A vibrant bowl combining flaked salmon, creamy spicy sauce, fresh veggies, and fluffy steamed rice for a nutritious boost.
# What You'll Need:
→ Rice
01 - 1 cup uncooked jasmine or sushi rice (approx. 200 g)
02 - 2 cups water (473 ml)
→ Salmon Mixture
03 - 1 can (6 oz / 170 g) canned salmon, drained and flaked
04 - 2 tablespoons mayonnaise (30 ml)
05 - 1 to 2 teaspoons sriracha sauce (5–10 ml), adjust to taste
06 - 1 teaspoon soy sauce (5 ml)
07 - ½ teaspoon toasted sesame oil (2.5 ml)
→ Vegetables & Toppings
08 - ½ cup shredded carrot (60 g)
09 - ½ cup cucumber, julienned or thinly sliced (60 g)
10 - ½ avocado, sliced (approx. 75 g)
11 - 2 tablespoons sliced scallions (15 g)
12 - 1 teaspoon toasted sesame seeds (5 g)
13 - Optional: ½ cup shelled edamame, steamed or microwaved (75 g)
→ For Serving
14 - Nori sheets cut into strips (optional)
15 - Extra sriracha or soy sauce to taste
# How to Make It:
01 - Rinse the rice under cold water until the water runs clear. Combine rice and water in a saucepan, bring to a boil, then cover and simmer over low heat for 12 to 15 minutes until tender. Fluff with a fork and keep warm.
02 - In a bowl, combine drained flaked salmon with mayonnaise, sriracha sauce, soy sauce, and toasted sesame oil. Stir thoroughly and adjust sriracha to desired heat level.

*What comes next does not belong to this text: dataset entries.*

PR #5263, opened 2021-12-01
persist the default admin set id in the database

### LINKED ISSUE #5261: create default admin set for non-wings adapters
### Descriptive summary

There needs to be a process for generating the default admin set and remembering it.  Historically this was done by assigning `"DEFAULT_ADMIN_SET"` as the `id` of the admin set.  But other adapters, like postgres, do not allow directly setting of `id`.

### Rejected approaches

Several approaches have been tried:
* set ID to predetermined value (current approach) - doesn't work for some adapters (e.g. postgres)
* set alternate_ids to be the predetermined value - doesn't work when NOIDs are turned on because they are saved in as the alternate id
* set title to be a predetermined value - doesn't work because query by title isn't supported

### Proposed approach

Allow the adapter to save the admin set and then store the generated ID in permanent storage.

Basic functioning of this approach:
* first admin set created will be assigned as the default
* store id of default permanently-- where? perhaps in database
* read default from from permanent store and cache in Hyrax.config.default_admin_set_id
* set default using Hyrax.config.default_admin_set_id= and update permanent store
* change which admin set is default (any admin set can be the default) - via UI?  

### Alternate simplified approach
* create an admin set
* edit `configs/initializers/hyrax.rb` and set `default_admin_set_id`
* restart app
* Hyrax.config.default_admin_set_id will be read from hyrax initializer

elrayle:
Fixes #5261 

This also makes the default admin set and id accessible through `Hyrax.config`.  The first time it is accessed, the default admin set will be created if it doesn’t already exist.  If the default admin set id saved in the database changes, it will reset the instance variable in `Hyrax.config` that caches the default admin set.

### Final Design

The final design is somewhat different than the one proposed in #5261.  

It addresses challenges:

* for existing apps, it will use the existing default admin set identified by DEFAULT_ID
* allow the default admin set to be created with an assigned id (required for postgres adapter)
* cache the default admin set and id so it doesn't have to be retrieved from the persistent store every time it is referenced
* saves the id in the database so it is remembered between restarts of the system and other events that will wipe the cached version
* the plumbing to allow for the identified default admin set to be changed is in place, but not surfaced in the UI.  This is prep for having this functionality in the future.

Supporting changes:

* persistance of the default admin set id is handled by model `Hyrax::DefaultAdministrativeSet` which saves the default admin set id in the database
* runtime caching is handled by `Hyrax.config.default_admin_set` which caches the default admin set in @default_admin_set instance variable the first time it is accessed.  It can be forced to update by calling `Hyrax.config.reset_default_admin_set.  `Hyrax.config.default_admin_set_id` provides a shortcut to the default admin set's id.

03 - Julienne the cucumber, slice the avocado, and shred the carrot. If using edamame, steam or microwave until heated through.
04 - Divide the cooked rice evenly between two bowls. Top each with half of the spicy salmon mixture.
05 - Arrange shredded carrot, cucumber, avocado slices, and edamame (if used) around the salmon on each bowl. Sprinkle with sliced scallions and toasted sesame seeds. Add nori strips if desired.
06 - Serve immediately, allowing extra sriracha or soy sauce to be drizzled on top according to taste.